Number Words & Number Systems

Roger Mills rfmilly at MSN.COM
Tue Apr 24 06:26:08 UTC 2007


Richard Parker wrote:
> Nghada and Lio in Flores have zua butu (2-4), and ruambutu (2-4).

Does _(m)butu_ in fact mean '4'? In the Tanimbar lgs. (Fordata vutu, Yamdena 
buti, Kei wut) its reflex means '10'. (Forms I assume to be cognate in other 
languages of the area--e.g. Tetum, Timorese, Savu, likely Fiji too-- suggest 
a basic meaning "bundle".) Thus it's possible the Ngadha and Lio forms are 
subtractive, something like 'two/second [from 10]'.

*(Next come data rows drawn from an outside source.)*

PR #1763, opened 2019-07-02
Healpix.py: modextrapaths implemented on easyblock level, sanity_check_step, gcc_target added

jose-d:
as discussed in [#8491](https://github.com/easybuilders/easybuild-easyconfigs/pull/8491) and #1752 :

* `LIBRARY_PATH`, `PATH`, `CPATH` extra prepends moved from easyconfig to this easyblock
* `sanity_check_step` returned back, just `libpsht_healpix_f.a` removed

and additionally:
* support for `gcc_target` option implemented

### DIFF
--- a/easybuild/easyblocks/h/healpix.py
+++ b/easybuild/easyblocks/h/healpix.py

> West Tarangan has Karugwa (4-2), Ujir - karua, Dobel - ?aro, Kola
>   - kaFarua, all in Aru.

I'd strongly hypothesize the same for these; in fact there may be influence 
from Bugis as a likely contact language, since AFAIK these are uncommon 
constructions in Moluccan languages (many retain reflexes of *walu and 
*siwa)-- Bug. aru(w)á '8' (*ka+dua) as well as aserá '9' (*ka+sera, though 
_sera_ is not easily relatable to the word for 'one', se?de-- and the final 
stress is anomalous in both words).

Otto Chr. Dahl wrote an extensive article on AN numbers ca. 1981 in NUSA; I 
believe he also deals with them in one of his books-- though as I recall, 
mainly within the Taiwan-PI-Indonesia area. The languages you're looking at 
presumably have been influenced by non-AN neighbors or substrates.